Quality Control (QC)
Reactive activities focused on identifying and fixing defects after they occur, such as inspection and repair.
Run Chart
A line graph showing performance or data points over a specific period of time.
Control Chart
A run chart that includes upper and lower control limits to determine if process variation is within an acceptable range.
Common Cause Variation
Normal, routine noise or variation that occurs within expected control limits.
Special Cause Variation
Unusual or outlier variation that falls outside of expected control limits.
Cause and Effect Diagram
Also known as a fishbone or Ishikawa diagram; used to brainstorm the 'why' behind a problem.
Flow Chart
A diagram showing the step-by-step sequence of a process to identify 'where' a failure might be occurring.
Check Sheet
A simple tool used to collect and tally frequency data.
Histogram
A chart showing the distribution of numerical data across specific ranges or bins.
Pareto Chart
A bar graph that ranks categories from highest to lowest frequency to help prioritize problem-solving efforts.
Scatter Diagram
A visual tool used to show the relationship between two variables using dots on an X-Y chart.
Lean
A quality management program focused primarily on the reduction of waste and improvement of efficiency.
Six Sigma
A quality management program focused on reducing process variation and defects.
Just-in-Time (JIT)
An operational approach focused on reducing inventory levels by receiving materials only when needed.
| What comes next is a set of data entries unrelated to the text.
PR #131, opened 2022-08-10
de-duplication of api naming rules

SrikarMannepalli:


span-processing-config-service-impl/src/main/java/org/hypertrace/span/processing/config/service/validation/SpanProcessingConfigRequestValidator.java
```diff
@@ -145,12 +144,8 @@ private void validateConfig(ApiNamingRuleConfig ruleConfig) {
         validateRegex(segmentMatchingBasedConfig.getRegexesList());
         break;
       case API_SPEC_BASED_CONFIG:
+        // TODO: Add validations for specId list after migration of upstream services
         ApiSpecBasedConfig apiSpecBasedConfig = ruleConfig.getApiSpecBasedConfig();
-        if (Strings.isNullOrEmpty(apiSpecBasedConfig.getApiSpecId())) {
```
aman-bansal, line 149: shouldn't we make it either spec id and spec ids list should be there otherwise its an invalid request.

span-processing-config-service-impl/src/main/java/org/hypertrace/span/processing/config/service/apinamingrules/DefaultApiNamingRulesManager.java
```diff
@@ -0,0 +1,269 @@
...
+  public void deleteApiNamingRule(
+      RequestContext requestContext, DeleteApiNamingRuleRequest request) {
+    // TODO: need to handle priorities
+    this.apiNamingRulesConfigStore
+        .deleteObject(requestContext, request.getId())
+        .orElseThrow(Status.NOT_FOUND::asRuntimeException);
+  }
+
+  @Override
+  public void deleteApiNamingRules(
```
aman-bansal, line 134: will it work? I remember the id gets map to context value in the config object. If you need to expose these api you should add this as attribute in the api naming rule itself

span-processing-config-service-impl/src/main/java/org/hypertrace/span/processing/config/service/validation/SpanProcessingConfigRequestValidator.java
SrikarMannepalli: Right. Updated.

span-processing-config-service-impl/src/main/java/org/hypertrace/span/processing/config/service/apinamingrules/DefaultApiNamingRulesManager.java
SrikarMannepalli: We are using `IdentifiedObjectStore` for api naming rules. The delete api of this object store just takes the id alone.

skjindal93 (approved):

Results-Based Management (RBM)
An ongoing monitoring framework focused on achieving intended results, outcomes, and long-term impact, often used in nonprofits.
Index Number
A comparison of a current value relative to a base period, often expressed as basecurrent×100.
Incidence
A metric representing the number of new cases of a disease or event within a specific time.
Prevalence
A metric representing the total number of existing cases in a population at a specific point in time.
Observed Score
A score calculated as the sum of the True Score plus any random and systematic error.
Criterion-Referenced Score
A score compared against a fixed standard or 'cut score' rather than against other individuals.
Key Performance Indicator (KPI)
A single, specific metric used to measure progress toward an organizational goal.
SMART Goal
A goal that is Specific, Measurable, Achievable, Relevant, and Time-bound.
Dashboard
A visual display that allows managers to monitor multiple important metrics and KPIs at a glance in one place.
Balanced Scorecard
A strategic framework viewing performance from four perspectives: Financial, Customer, Internal Process, and Learning and Growth.
Net Promoter Score (NPS)
A metric used to measure customer loyalty based on their willingness to recommend a company to others.